*PROBLEM REQUIREMENTS:*
Line by line, copy the material that follows without leaving anything out.

*LISTED RECORDS:*
PR #10653, opened 2019-12-18
Add some missing cfi frame info in aesni-x86_64.pl

bernd-edlinger:
##### Checklist

### DIFF
--- a/crypto/aes/asm/aesni-x86_64.pl
+++ b/crypto/aes/asm/aesni-x86_64.pl
@@ -986,6 +986,7 @@ $code.=<<___;
 .type	aesni_ccm64_encrypt_blocks,\@function,6
 .align	16
 aesni_ccm64_encrypt_blocks:
+.cfi_startproc
 ___
 $code.=<<___ if ($win64);
 	lea	-0x58(%rsp),%rsp
@@ -1068,6 +1069,7 @@ $code.=<<___ if ($win64);
 ___
 $code.=<<___;
 	ret
+.cfi_endproc
 .size	aesni_ccm64_encrypt_blocks,.-aesni_ccm64_encrypt_blocks
 ___
 ######################################################################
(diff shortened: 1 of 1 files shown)


crypto/aes/asm/aesni-x86_64.pl
```diff
@@ -4710,6 +4725,7 @@ sub aesni_generate8 {
 	shufps	\$0b10101010,%xmm1,%xmm1	# critical path
 	xorps	%xmm1,%xmm2
 	ret
+.cfi_endproc
```
kroeckx: Lkey_expansion_256a and key_expansion_256b are something that's called, so maybe they should should have thrown own .cfi_startproc and .cfi_endproc

kroeckx: Oh, for added fun, key_expansion_256a_cold also has it's own one.

crypto/aes/asm/aesni-x86_64.pl
```diff
@@ -986,6 +986,7 @@ sub aesni_generate8 {
 .type	aesni_ccm64_encrypt_blocks,\@function,6
 .align	16
 aesni_ccm64_encrypt_blocks:
+.cfi_startproc
 ___
 $code.=<<___ if ($win64);
 	lea	-0x58(%rsp),%rsp
```
kroeckx: Should we do something with the CFA here?

bernd-edlinger: no, I can't do anything for win64

bernd-edlinger: win64 unwind info is totally broken, I wonder if it would
be better to remove that altogether, @davidben ?

kroeckx: I missed the win64 part, but saw the win64 part in one of the other PRs.

bernd-edlinger: as far as I can tell the .cfi directives are ignored by windows.
The unwinding cannot not work correctly when this block is interrupted.
It appears to be correcting the stack and restoring xmm6-9 only after
.Lccm64_enc_body:
but when interrupted directly after the lea only the stack needs to be corrected,
but the registers are not yet saved.
I wonder how that stuff was tested.

bernd-edlinger:
Merge to master and 1.1.1
Thanks!

PR #10663, opened 2019-12-19
Updates NEWS for new release

mattcaswell:
This is for the 1.0.2 branch only and, since this is a NEWS update for the new release the 24hr rule does not apply.


mattcaswell:
Pushed. Thanks.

*ANSWER BOX:*
PR #10653, opened 2019-12-18
Add some missing cfi frame info in aesni-x86_64.pl

bernd-edlinger:
##### Checklist

### DIFF
--- a/crypto/aes/asm/aesni-x86_64.pl
+++ b/crypto/aes/asm/aesni-x86_64.pl
@@ -986,6 +986,7 @@ $code.=<<___;
 .type	aesni_ccm64_encrypt_blocks,\@function,6
 .align	16
 aesni_ccm64_encrypt_blocks:
+.cfi_startproc
 ___
 $code.=<<___ if ($win64);
 	lea	-0x58(%rsp),%rsp
@@ -1068,6 +1069,7 @@ $code.=<<___ if ($win64);
 ___
 $code.=<<___;
 	ret
+.cfi_endproc
 .size	aesni_ccm64_encrypt_blocks,.-aesni_ccm64_encrypt_blocks
 ___
 ######################################################################
(diff shortened: 1 of 1 files shown)


crypto/aes/asm/aesni-x86_64.pl
```diff
@@ -4710,6 +4725,7 @@ sub aesni_generate8 {
 	shufps	\$0b10101010,%xmm1,%xmm1	# critical path
 	xorps	%xmm1,%xmm2
 	ret
+.cfi_endproc
```
kroeckx: Lkey_expansion_256a and key_expansion_256b are something that's called, so maybe they should should have thrown own .cfi_startproc and .cfi_endproc

kroeckx: Oh, for added fun, key_expansion_256a_cold also has it's own one.

crypto/aes/asm/aesni-x86_64.pl
```diff
@@ -986,6 +986,7 @@ sub aesni_generate8 {
 .type	aesni_ccm64_encrypt_blocks,\@function,6
 .align	16
 aesni_ccm64_encrypt_blocks:
+.cfi_startproc
 ___
 $code.=<<___ if ($win64);
 	lea	-0x58(%rsp),%rsp
```
kroeckx: Should we do something with the CFA here?

bernd-edlinger: no, I can't do anything for win64

bernd-edlinger: win64 unwind info is totally broken, I wonder if it would
be better to remove that altogether, @davidben ?

kroeckx: I missed the win64 part, but saw the win64 part in one of the other PRs.

bernd-edlinger: as far as I can tell the .cfi directives are ignored by windows.
The unwinding cannot not work correctly when this block is interrupted.
It appears to be correcting the stack and restoring xmm6-9 only after
.Lccm64_enc_body:
but when interrupted directly after the lea only the stack needs to be corrected,
but the registers are not yet saved.
I wonder how that stuff was tested.

bernd-edlinger:
Merge to master and 1.1.1
Thanks!

PR #10663, opened 2019-12-19
Updates NEWS for new release

mattcaswell:
This is for the 1.0.2 branch only and, since this is a NEWS update for the new release the 24hr rule does not apply.


mattcaswell:
Pushed. Thanks.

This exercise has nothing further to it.